» **Supplied entries**
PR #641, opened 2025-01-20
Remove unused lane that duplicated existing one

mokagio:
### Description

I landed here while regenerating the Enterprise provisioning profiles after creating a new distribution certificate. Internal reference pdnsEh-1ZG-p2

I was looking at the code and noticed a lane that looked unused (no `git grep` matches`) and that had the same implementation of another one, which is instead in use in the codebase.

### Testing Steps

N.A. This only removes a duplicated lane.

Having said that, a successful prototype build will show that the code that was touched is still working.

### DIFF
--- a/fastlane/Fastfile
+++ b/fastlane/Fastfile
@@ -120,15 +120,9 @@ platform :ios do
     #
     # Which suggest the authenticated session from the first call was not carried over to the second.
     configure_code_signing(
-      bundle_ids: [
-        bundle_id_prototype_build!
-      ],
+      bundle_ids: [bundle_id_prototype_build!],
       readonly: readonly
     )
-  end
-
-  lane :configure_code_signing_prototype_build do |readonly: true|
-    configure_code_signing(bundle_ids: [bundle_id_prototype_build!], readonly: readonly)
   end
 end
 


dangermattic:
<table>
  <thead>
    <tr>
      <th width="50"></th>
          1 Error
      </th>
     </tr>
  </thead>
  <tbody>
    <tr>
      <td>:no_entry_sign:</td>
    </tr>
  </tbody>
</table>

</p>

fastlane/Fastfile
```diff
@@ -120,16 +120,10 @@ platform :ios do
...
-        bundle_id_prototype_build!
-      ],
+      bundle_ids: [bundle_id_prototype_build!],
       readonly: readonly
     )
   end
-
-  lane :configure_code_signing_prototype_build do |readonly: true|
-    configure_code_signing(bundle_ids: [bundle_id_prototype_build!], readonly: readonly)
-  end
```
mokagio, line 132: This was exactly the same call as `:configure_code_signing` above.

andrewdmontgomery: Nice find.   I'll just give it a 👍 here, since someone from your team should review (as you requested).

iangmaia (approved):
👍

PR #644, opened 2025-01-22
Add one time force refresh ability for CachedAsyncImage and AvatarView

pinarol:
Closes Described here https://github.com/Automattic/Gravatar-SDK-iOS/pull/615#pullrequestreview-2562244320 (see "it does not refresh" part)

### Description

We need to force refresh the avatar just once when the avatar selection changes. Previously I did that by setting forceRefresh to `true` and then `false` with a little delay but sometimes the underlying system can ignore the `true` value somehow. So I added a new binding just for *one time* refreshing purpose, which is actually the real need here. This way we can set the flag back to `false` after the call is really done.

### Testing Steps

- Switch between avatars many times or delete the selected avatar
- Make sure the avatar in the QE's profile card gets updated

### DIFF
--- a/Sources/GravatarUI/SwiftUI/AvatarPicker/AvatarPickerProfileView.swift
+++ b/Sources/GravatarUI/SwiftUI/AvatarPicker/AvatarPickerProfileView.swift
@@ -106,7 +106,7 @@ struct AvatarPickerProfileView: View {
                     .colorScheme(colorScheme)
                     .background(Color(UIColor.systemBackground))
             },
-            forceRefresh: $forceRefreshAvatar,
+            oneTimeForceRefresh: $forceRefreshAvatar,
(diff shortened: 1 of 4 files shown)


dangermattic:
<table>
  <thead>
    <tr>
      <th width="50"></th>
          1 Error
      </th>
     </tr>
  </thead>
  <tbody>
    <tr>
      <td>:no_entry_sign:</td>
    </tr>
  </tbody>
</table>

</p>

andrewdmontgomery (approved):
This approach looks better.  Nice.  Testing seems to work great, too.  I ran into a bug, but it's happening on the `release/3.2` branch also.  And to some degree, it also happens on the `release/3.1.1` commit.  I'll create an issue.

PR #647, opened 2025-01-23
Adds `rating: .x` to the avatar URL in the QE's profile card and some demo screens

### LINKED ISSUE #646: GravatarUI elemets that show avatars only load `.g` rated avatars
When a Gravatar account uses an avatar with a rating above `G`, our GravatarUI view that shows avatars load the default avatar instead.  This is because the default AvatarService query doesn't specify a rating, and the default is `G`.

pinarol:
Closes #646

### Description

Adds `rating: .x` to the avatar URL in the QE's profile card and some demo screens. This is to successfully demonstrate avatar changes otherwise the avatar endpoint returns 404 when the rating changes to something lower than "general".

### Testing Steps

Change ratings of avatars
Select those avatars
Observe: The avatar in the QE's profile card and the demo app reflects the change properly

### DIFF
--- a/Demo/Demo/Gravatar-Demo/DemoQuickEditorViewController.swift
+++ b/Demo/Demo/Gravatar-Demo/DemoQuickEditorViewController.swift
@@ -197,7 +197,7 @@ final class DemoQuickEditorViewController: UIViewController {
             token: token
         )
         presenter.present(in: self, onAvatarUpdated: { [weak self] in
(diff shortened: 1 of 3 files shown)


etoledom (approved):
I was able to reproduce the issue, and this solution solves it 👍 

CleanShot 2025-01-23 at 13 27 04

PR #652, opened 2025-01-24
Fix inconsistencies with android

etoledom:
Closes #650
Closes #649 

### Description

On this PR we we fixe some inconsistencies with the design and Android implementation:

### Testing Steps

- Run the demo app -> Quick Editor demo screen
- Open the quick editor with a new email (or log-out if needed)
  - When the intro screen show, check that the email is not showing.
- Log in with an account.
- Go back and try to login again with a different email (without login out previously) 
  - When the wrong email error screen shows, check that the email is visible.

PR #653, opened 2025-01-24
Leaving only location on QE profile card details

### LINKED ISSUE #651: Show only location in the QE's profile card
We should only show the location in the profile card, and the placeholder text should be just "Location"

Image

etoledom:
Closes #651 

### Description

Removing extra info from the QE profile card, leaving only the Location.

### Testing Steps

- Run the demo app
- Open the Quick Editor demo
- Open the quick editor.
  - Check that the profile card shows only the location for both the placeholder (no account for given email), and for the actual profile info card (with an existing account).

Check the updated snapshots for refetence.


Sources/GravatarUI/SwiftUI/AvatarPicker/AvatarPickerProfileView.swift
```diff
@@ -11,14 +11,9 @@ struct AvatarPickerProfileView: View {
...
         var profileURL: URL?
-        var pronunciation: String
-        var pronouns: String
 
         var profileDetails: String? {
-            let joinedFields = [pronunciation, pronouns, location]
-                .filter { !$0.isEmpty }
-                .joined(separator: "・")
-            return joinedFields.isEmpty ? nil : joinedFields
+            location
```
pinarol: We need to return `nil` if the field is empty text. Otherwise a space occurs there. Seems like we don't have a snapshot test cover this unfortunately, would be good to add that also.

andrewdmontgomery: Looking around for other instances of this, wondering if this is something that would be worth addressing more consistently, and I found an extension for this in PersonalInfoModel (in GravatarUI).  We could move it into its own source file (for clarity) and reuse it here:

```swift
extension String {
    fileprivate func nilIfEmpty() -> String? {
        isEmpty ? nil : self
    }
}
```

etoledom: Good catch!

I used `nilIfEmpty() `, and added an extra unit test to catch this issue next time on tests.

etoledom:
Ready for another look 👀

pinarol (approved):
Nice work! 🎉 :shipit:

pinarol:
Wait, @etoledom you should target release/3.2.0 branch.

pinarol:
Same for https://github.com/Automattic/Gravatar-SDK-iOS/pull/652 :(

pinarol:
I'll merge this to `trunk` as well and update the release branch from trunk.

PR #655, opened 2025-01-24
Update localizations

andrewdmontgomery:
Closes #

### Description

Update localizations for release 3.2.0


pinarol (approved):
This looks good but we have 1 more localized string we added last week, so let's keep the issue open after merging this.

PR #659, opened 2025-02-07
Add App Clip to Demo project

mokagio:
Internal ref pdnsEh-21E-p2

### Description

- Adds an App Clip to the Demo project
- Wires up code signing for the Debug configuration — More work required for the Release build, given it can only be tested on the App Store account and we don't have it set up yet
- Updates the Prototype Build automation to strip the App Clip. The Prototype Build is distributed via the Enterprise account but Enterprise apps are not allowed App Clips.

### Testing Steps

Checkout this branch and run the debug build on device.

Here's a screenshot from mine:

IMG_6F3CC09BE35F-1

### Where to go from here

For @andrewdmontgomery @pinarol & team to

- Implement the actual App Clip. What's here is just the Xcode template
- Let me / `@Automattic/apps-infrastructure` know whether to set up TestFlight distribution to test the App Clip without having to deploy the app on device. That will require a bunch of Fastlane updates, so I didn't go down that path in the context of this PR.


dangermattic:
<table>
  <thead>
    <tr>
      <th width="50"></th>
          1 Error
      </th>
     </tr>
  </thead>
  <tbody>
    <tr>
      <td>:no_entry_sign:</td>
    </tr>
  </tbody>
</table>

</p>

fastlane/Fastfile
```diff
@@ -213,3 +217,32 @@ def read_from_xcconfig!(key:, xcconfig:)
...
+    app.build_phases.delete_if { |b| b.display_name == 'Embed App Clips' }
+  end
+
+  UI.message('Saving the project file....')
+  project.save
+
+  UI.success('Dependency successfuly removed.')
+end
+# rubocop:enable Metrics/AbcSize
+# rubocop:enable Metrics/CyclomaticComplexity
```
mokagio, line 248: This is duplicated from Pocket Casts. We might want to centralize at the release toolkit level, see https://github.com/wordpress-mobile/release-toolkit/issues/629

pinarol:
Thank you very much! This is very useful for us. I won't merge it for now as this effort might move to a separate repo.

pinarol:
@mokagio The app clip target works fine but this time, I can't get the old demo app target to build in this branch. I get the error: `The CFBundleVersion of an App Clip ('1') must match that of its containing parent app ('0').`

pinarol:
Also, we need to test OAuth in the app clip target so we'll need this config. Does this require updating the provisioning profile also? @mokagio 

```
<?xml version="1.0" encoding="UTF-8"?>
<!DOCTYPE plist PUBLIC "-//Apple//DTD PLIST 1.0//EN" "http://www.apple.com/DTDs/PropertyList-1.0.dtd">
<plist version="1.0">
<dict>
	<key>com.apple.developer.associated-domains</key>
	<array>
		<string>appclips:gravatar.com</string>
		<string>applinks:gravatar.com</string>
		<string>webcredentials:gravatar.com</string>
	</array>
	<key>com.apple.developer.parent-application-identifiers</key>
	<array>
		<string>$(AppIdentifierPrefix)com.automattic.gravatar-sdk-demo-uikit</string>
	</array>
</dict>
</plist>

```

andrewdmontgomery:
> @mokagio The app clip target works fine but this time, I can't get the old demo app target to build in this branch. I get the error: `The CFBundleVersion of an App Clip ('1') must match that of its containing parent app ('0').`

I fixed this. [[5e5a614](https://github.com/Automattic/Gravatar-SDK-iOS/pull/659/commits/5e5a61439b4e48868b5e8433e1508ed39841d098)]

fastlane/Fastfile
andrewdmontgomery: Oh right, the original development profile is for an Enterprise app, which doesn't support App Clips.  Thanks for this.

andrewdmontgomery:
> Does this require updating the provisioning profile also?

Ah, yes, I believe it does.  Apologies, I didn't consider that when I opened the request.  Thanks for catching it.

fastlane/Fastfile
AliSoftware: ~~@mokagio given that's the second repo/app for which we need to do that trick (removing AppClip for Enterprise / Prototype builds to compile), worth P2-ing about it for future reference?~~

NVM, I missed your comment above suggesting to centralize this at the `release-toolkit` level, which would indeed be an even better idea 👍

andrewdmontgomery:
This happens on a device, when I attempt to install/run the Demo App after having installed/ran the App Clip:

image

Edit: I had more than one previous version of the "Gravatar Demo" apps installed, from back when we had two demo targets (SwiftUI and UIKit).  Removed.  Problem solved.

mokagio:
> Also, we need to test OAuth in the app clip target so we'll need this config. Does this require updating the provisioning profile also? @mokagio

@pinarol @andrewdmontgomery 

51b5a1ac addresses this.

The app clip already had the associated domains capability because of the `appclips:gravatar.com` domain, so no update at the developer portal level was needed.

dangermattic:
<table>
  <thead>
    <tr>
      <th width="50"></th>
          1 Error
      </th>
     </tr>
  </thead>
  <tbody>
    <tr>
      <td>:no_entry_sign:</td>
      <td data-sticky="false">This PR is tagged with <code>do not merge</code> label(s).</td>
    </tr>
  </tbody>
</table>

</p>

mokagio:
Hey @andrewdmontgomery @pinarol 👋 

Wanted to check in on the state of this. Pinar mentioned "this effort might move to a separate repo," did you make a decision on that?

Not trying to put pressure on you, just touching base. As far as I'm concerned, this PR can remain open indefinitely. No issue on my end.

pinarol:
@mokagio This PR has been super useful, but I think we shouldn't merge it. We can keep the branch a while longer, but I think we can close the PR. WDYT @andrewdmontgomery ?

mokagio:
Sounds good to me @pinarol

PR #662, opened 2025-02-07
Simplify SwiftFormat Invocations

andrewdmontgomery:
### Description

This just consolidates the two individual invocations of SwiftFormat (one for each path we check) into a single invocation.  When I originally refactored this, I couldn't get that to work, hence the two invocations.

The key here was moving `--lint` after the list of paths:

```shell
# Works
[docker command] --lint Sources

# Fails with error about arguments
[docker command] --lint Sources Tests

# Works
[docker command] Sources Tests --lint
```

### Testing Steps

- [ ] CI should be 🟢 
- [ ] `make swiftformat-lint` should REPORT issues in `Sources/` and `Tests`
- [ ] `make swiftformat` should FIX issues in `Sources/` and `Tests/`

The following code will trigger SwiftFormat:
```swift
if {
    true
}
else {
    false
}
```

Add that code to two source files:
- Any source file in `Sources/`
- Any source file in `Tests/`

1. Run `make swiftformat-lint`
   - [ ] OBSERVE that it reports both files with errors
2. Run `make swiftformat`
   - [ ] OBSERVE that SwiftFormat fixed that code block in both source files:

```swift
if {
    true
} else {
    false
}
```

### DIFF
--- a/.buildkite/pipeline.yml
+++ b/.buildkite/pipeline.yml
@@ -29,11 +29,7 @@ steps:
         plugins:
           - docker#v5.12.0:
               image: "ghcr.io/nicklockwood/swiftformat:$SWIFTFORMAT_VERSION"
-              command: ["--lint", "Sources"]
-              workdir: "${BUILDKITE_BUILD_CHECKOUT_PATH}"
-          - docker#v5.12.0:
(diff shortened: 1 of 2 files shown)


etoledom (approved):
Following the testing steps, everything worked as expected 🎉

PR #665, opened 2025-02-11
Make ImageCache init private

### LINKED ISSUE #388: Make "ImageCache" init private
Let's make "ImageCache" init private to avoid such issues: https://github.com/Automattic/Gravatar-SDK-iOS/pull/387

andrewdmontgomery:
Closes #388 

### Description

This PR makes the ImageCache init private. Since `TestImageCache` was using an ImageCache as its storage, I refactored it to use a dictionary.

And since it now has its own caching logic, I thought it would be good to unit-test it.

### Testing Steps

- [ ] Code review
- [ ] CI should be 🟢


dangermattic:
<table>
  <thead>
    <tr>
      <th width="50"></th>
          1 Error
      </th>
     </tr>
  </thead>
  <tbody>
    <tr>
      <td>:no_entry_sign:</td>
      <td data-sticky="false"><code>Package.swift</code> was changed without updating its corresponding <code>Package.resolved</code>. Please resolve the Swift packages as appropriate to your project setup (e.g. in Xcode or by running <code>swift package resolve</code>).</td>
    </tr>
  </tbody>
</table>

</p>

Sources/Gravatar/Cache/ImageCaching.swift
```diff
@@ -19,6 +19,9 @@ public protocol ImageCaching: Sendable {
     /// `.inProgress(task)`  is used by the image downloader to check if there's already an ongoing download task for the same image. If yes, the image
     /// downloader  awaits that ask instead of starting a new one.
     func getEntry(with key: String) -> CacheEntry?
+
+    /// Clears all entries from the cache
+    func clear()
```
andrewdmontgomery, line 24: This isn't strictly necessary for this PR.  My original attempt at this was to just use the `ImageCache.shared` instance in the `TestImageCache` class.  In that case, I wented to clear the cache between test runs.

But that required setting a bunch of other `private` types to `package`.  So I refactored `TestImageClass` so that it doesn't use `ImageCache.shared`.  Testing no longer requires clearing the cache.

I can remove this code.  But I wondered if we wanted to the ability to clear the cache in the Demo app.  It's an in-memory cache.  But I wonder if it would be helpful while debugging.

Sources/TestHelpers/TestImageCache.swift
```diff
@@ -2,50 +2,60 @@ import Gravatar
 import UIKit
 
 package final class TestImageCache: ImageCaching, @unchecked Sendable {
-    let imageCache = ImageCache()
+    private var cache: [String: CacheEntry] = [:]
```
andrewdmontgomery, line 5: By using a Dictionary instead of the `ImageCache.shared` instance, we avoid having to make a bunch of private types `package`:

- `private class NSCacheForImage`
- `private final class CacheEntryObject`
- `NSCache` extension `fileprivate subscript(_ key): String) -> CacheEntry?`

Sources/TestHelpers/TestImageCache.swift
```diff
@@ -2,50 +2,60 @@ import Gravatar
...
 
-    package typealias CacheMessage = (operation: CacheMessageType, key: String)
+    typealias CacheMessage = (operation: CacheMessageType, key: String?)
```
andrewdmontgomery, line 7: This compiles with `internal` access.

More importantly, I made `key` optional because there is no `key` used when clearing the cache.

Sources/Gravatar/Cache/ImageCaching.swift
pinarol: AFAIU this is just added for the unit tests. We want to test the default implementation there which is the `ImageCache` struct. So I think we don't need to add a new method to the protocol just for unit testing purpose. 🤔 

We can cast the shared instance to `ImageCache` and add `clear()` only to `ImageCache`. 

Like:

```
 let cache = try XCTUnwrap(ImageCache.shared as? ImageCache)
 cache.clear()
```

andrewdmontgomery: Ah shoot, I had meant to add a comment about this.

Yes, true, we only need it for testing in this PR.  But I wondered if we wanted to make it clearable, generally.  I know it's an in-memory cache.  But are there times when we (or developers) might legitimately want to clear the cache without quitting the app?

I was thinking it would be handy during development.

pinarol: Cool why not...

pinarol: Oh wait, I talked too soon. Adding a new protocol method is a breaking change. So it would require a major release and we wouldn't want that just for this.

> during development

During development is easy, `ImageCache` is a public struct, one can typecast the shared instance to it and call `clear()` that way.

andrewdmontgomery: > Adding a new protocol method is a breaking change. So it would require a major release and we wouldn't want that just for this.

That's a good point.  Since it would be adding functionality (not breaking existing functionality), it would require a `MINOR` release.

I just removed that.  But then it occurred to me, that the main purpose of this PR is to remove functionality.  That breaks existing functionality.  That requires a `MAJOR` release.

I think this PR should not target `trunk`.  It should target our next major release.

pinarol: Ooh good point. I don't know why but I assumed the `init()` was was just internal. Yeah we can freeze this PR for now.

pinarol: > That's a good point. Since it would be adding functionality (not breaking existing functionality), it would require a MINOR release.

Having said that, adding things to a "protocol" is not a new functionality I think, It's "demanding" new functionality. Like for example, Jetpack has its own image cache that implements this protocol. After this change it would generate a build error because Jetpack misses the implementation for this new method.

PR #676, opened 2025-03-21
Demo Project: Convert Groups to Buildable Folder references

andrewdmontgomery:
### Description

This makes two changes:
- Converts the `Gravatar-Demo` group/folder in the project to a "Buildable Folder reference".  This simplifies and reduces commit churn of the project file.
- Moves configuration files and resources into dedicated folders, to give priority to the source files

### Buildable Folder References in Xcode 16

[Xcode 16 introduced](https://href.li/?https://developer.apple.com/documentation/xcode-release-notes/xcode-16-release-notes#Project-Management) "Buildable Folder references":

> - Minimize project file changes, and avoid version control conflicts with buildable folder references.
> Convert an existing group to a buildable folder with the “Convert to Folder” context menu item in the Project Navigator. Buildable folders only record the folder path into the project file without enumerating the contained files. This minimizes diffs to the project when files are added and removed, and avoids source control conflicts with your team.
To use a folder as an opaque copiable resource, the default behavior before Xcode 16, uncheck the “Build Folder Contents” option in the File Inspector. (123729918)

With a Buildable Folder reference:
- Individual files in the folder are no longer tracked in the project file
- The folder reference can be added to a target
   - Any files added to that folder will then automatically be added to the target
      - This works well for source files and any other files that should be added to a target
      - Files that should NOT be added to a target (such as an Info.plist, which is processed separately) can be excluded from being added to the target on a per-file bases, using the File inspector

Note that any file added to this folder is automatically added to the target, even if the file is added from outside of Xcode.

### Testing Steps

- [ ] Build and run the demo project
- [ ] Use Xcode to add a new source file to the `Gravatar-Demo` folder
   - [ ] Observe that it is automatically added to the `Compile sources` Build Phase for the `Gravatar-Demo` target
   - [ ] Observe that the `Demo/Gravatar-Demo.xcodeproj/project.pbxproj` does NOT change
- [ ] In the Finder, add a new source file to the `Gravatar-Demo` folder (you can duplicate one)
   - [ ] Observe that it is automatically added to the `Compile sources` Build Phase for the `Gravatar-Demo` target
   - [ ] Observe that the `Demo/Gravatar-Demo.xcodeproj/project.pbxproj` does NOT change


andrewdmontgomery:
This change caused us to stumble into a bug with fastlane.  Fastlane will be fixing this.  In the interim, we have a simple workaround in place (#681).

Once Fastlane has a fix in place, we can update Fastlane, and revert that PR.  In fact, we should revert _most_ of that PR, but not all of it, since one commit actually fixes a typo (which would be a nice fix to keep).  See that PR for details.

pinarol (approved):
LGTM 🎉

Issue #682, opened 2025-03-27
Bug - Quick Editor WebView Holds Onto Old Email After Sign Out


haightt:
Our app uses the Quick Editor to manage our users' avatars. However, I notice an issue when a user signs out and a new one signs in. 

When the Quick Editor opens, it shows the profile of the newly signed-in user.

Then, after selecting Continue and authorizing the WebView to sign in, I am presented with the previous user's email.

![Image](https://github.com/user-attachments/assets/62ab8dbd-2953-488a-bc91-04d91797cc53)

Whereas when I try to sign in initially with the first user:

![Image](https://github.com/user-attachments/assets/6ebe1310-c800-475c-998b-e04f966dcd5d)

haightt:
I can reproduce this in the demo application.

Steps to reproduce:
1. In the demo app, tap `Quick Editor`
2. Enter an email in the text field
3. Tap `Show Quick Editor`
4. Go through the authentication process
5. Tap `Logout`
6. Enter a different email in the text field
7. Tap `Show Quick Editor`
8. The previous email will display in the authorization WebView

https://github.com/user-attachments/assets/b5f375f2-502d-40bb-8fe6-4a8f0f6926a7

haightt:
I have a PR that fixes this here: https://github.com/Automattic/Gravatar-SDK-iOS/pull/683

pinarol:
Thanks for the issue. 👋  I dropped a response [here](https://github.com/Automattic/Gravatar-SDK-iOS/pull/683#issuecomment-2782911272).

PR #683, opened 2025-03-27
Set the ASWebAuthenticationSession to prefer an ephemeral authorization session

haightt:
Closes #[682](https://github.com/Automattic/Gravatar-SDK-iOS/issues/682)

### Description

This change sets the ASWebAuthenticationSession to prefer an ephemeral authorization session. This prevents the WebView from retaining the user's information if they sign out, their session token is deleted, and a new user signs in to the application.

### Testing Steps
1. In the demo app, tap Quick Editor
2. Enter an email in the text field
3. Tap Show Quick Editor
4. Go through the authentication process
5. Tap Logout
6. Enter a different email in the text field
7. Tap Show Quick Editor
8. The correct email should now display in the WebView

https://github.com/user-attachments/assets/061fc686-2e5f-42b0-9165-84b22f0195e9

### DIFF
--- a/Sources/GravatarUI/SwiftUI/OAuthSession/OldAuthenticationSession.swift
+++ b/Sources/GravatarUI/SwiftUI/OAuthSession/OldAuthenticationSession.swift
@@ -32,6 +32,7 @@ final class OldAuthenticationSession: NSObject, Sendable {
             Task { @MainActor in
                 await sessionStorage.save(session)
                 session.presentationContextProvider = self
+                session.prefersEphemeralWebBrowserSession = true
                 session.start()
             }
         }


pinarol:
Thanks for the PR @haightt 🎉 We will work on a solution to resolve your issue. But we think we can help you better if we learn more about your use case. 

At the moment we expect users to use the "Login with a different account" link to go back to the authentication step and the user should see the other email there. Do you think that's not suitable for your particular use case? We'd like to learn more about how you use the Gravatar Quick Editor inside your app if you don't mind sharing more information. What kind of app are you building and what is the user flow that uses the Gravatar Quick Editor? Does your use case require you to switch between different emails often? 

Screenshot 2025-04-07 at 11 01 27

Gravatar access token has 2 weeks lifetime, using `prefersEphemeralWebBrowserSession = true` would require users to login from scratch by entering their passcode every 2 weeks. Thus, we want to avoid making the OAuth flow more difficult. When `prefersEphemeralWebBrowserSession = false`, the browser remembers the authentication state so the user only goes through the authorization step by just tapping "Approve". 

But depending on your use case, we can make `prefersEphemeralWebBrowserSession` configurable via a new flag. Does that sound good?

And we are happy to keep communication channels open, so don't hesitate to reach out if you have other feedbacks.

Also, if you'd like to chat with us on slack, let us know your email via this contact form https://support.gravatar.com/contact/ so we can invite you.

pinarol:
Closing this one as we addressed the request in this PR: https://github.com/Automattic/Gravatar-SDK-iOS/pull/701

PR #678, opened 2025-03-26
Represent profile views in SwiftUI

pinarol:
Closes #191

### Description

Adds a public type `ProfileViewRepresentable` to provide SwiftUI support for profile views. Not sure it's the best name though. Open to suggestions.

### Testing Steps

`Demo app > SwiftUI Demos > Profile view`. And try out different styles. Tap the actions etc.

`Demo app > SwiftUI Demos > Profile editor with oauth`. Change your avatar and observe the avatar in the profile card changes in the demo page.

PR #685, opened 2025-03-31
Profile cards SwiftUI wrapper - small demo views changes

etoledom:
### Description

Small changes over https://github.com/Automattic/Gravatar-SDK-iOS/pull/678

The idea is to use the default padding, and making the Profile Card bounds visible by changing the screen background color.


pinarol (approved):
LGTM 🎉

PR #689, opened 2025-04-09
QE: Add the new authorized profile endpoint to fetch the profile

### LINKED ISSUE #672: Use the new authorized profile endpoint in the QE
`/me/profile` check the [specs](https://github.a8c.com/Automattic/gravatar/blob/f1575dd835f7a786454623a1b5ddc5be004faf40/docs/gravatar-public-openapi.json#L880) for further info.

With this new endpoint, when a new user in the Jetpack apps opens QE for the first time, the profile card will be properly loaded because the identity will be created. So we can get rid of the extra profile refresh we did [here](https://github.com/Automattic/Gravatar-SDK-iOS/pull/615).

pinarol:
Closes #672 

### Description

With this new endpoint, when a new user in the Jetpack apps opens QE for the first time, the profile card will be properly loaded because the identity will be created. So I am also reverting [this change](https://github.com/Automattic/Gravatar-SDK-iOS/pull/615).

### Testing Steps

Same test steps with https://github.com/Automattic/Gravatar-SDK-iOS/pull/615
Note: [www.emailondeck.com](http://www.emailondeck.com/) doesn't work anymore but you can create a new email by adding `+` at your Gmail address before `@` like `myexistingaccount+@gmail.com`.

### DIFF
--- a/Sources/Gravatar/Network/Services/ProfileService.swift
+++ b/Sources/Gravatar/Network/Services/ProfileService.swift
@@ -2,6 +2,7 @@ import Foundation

» **Requirement**
Each line of the records with the word "visible" in it is to be copied.

» **Written solution**
  - When the wrong email error screen shows, check that the email is visible.
The idea is to use the default padding, and making the Profile Card bounds visible by changing the screen background color.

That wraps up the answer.